The Effect of Social Security on Retirement in the Early 1970s
Improved understanding of retirement behavior is a key to better understanding of many important economic problems. In as close as we can come to a general "social experiment," real Social Security benefits were increased substantially for the period we study the retirement patterns of a cohort of white males: 28% on average between 1970 and 1972, with the maximum benefit increased by over 50% in real terms between 1968 and 1976. Other important structural changes in the method of computing benefits were also made. Hence, we have extremely detailed longitudinal data on a cohort of people spanning the years of most active retirement behavior (ages 58-67) over a period of abrupt change in the economic incentives surrounding their retirement . We have analyzed these data in a variety of ways to examine the impact of the changes in Social Security, as well as other factors, on retirement probabilities.
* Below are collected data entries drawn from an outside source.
PR #30, opened 2015-07-23
Replace glib with Qt for command-line parsing

mharrys:
The comment in the code claim that there was no good way to use Qt for command-line parsing, but I found the solution provided by Qt to be much more clear and more appropriate. Using FM is also no longer needed in this function.

### DIFF
--- a/src/application.cpp
+++ b/src/application.cpp
@@ -58,10 +58,10 @@ bool Application::init(int argc, char** argv) {
     // we successfully registered the service
     isPrimaryInstance = true;
     setQuitOnLastWindowClosed(false); // do not quit even when there're no windows
-    
+
     new ApplicationAdaptor(this);
     dbus.registerObject("/Application", this);
-    
+
     connect(this, SIGNAL(aboutToQuit()), SLOT(onAboutToQuit()));
 
     if(settings_.useFallbackIconTheme())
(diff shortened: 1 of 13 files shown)


jleclanche:
lgtm, can you squash the two commits please? (`git rebase -i HEAD~2`, fixup the 2nd commit into the first one, `git push -f`)

luis-pereira:
Commit https://github.com/mharrys/lximage-qt/commit/e4be0772907cc31a003a8f379f579a0d9f4a6d06:
* Remove src/application.cpp:83 trailing space
* src/application.cpp:90 make the `QCommandLineParser::addPositionalArgument() syntax` argument also translatable.

mharrys:
Thanks for fast reply. I instead did a reset in my repo and also updated with the changes asked by @luis-pereira and then did a `git push -f`.

I had to turn off my script for removing trailing white space since the file had at least 8 cases of trailing white spaces before I started. If you want, I could create another PR for clearing out white spaces in the project.

luis-pereira:
@mharrys You can push the remove trailing spaces to this branch or place another PR. Whatever you prefer.

paulolieuthier:
GTM.

mharrys:
The trailing spaces for files in src directory has been removed. I also found a case where tabs were used instead of spaces.

luis-pereira:
Thanks @mharrys

PR #32, opened 2015-08-23
Add Greek (el) translation

dglent:
I added the Greek (el) translation for lximage
Files:
src/translations/lximage-qt-screenshot_el.desktop
src/translations/lximage-qt_el.desktop
src/translations/lximage-qt_el.ts

### DIFF
--- a/src/translations/lximage-qt-screenshot_el.desktop
+++ b/src/translations/lximage-qt-screenshot_el.desktop
@@ -1,0 +1,4 @@
+#Translations
+Name[el]=Στιγμιότυπο οθόνης
+GenericName[el]=Στιγμιότυπο οθόνης
+Comment[el]=Λήψη ενός στιγμιότυπου της οθόνης
--- a/src/translations/lximage-qt_el.desktop
+++ b/src/translations/lximage-qt_el.desktop
@@ -1,0 +1,4 @@
+#Translations
+Name[el]=LXImage
+GenericName[el]=Προβολέας εικόνων
+Comment[el]=Ο προβολέας εικόνων του LXQt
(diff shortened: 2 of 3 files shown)


pmattern:
Both filenames and content are stating language-specific locales ("el") only while line 3 in lximage-qt_el.ts is stating a country-specific one ("el_*GR*"). Shouldn't the latter be adjusted, too?

Assuming that country-specific translation, which is a recurring topic in general, isn't needed in Greek at all. But this applies, doesn't it?

dglent:
Yes it is truth that i didn't see a variant where it need different translations.
I have seen the Chyprus variant el_CY but i've never seen a discussion that there are different terms to describe the same thing as for exemple in pt and pt_BR
So el or el_GR it is the same but is better to be consistent.

What i have to do? commit again the same with --force ? is something else that i should make attention ?

pmattern:
Should be alright to limit the Greek translations to the language-specific "el" and omit any country-specific "el_FOO" then.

The most simple to the most sophisticated analyses reveal the same set of inferences: 1. The acceleration in the decline in the labor force participation of elderly men over the period 1969-73 was primarily due to the large increase in real Social Security benefits; our probability equations estimate effects of changes in real benefits combined with the actual changes to predict declines in participation rates virtually identical to actual observed changes from independent data. 2. Social Security wealth interacts with other assets. A substantial fraction of the elderly appear to have few other assets and this group shows a markedly larger propensity to retire early, e.g., at age 62 when Social Security benefits become available. We find strong evidence of this liquidity constraint effect for an important subgroup of the elderly. 3. The magnitude of the induced retirement effect is large enough that if it is ignored in estimating the direct fiscal implications of major changes in benefit provisions, these may be substantially underestimated . 4. We interpret our results in the historical context of a particular cohort undergoing a major, unanticipated transfer of wealth via larger real benefits. We make no attempt to distinguish these from the long- run effects if the system were to remain unchanged for many years or if future changes were readily predictable.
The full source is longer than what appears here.